For the word "work", find each line in the entries where it occurs and copy that line.

(Stored entries)
..............................

Issue #1207, opened 2018-04-25
Chat middleware functions not bubbling up errors appropriately.


Martinlck:
# Chat middleware functions are not bubbling up errors.

Description of Issue:

runMiddleware function is not handling promises appropriately and it has some nasty hardcoded variable called toReturn. But this variable does not bubble up the errors from the promises because the original promise from the runMiddleware call resolves with whatever value was assigned to newMessagePayload.

So if join function on chatMiddleware throws error, connection that triggered that error, does not receive the error and joins the room anyway.

- ActionHero Version: latest
- Node.js Version: 9
- Operating System: All

# Steps to reproduce your error
- Make a new actionhero project with `npx actionhero generate`
- create a chat middleware and on the join async function throw error.
- connect through telnet and join a room
- observe

I'm attaching the documentation part where it describes the expected behavior ( that we are not achieving at the moment )

---
![screen shot 2561-04-25 at 5 54 08 pm](https://user-images.githubusercontent.com/1448175/39241778-37601c80-48b2-11e8-8c5a-86042970b7c5.png)

Martinlck:
Current implementation.

`    /**
     * @private
     */
    api.chatRoom.runMiddleware = async (connection, room, direction, messagePayload) => {
      let newMessagePayload
      let toReturn = true
      if (messagePayload) { newMessagePayload = Object.assign({}, messagePayload) }
      api.chatRoom.globalMiddleware.forEach(async (name) => {
        const m = api.chatRoom.middleware[name]
        try {
          if (typeof m[direction] === 'function') {
            if (messagePayload) {
              let data = await m[direction](connection, room, newMessagePayload)
              if (data) { newMessagePayload = data }
            } else {
              await m[direction](connection, room)
            }
          }
        } catch (error) {         
          toReturn = error
        }
      })
      if (toReturn !== true) {        
        return toReturn
      }
      return newMessagePayload
    }`

Martinlck:
Current implementation.

`
    /**
     * @private
     */
    api.chatRoom.runMiddleware = async (connection, room, direction, messagePayload) => {
      let newMessagePayload
      let toReturn = true
      if (messagePayload) { newMessagePayload = Object.assign({}, messagePayload) }
      api.chatRoom.globalMiddleware.forEach(async (name) => {
        const m = api.chatRoom.middleware[name]
        try {
          if (typeof m[direction] === 'function') {
            if (messagePayload) {
[...]

PR #1210, opened 2018-04-26
Fixed issue #1207. Chat middleware not bubbling up appropriately.

Martinlck:
Pointing to issue : #1207 
.forEach built in function does not work properly with async functions. Replaced as per suggestions to use for loop in series.

Updated tests that did not had the async directive on the middleware functions ( causing the tests to pass erroneously ) After putting async directive to wrap up the call in promise, the issue was reproduced.

Then after adding the suggested code with @chimmelb the test pass again and the issue is corrected.

### DIFF
--- a/__tests__/core/chatRoom.js
+++ b/__tests__/core/chatRoom.js
@@ -284,7 +284,7 @@ describe('Core', () => {
         test('(say) can modify message payloads', async () => {
           api.chatRoom.addMiddleware({
             name: 'chat middleware',
-            say: (connection, room, messagePayload) => {
+            say: async (connection, room, messagePayload) => {
               if (messagePayload.from !== 0) { messagePayload.message = 'something else' }
               return messagePayload
             }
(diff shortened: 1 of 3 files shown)


Martinlck:
Based on our Slack discussion, I reverted the test changes, and I replicated them all with async middleware functions, proving that we still have backwards compatibility and that the issue is fixed.

chimmelb:
I like these changes. More tests and less code : )

[This call](https://github.com/actionhero/actionhero/blob/3b677cae75e642d62e84084019137df24eecfa26/initializers/chatRoom.js#L144) to `api.chatRoom.runMiddleware` just awaits the error, whereas [this call](https://github.com/actionhero/actionhero/blob/3b677cae75e642d62e84084019137df24eecfa26/initializers/chatRoom.js#L194) could probably remove the `instanceof Error` check, just for clarity. I would guess the tests work without that check, since that `toReturn` stuff was removed and Errors are thrown, not returned.  

I'd say ready go after that, nice work 👍

Martinlck:
Took care of all the cases where the instanceof was being used.
It should be good to go. Thank you for the help. 
Let me know if further issues or comments.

..............................

= Solution for this task =
.forEach built in function does not work properly with async functions. Replaced as per suggestions to use for loop in series.
[This call](https://github.com/actionhero/actionhero/blob/3b677cae75e642d62e84084019137df24eecfa26/initializers/chatRoom.js#L144) to `api.chatRoom.runMiddleware` just awaits the error, whereas [this call](https://github.com/actionhero/actionhero/blob/3b677cae75e642d62e84084019137df24eecfa26/initializers/chatRoom.js#L194) could probably remove the `instanceof Error` check, just for clarity. I would guess the tests work without that check, since that `toReturn` stuff was removed and Errors are thrown, not returned.  
I'd say ready go after that, nice work 👍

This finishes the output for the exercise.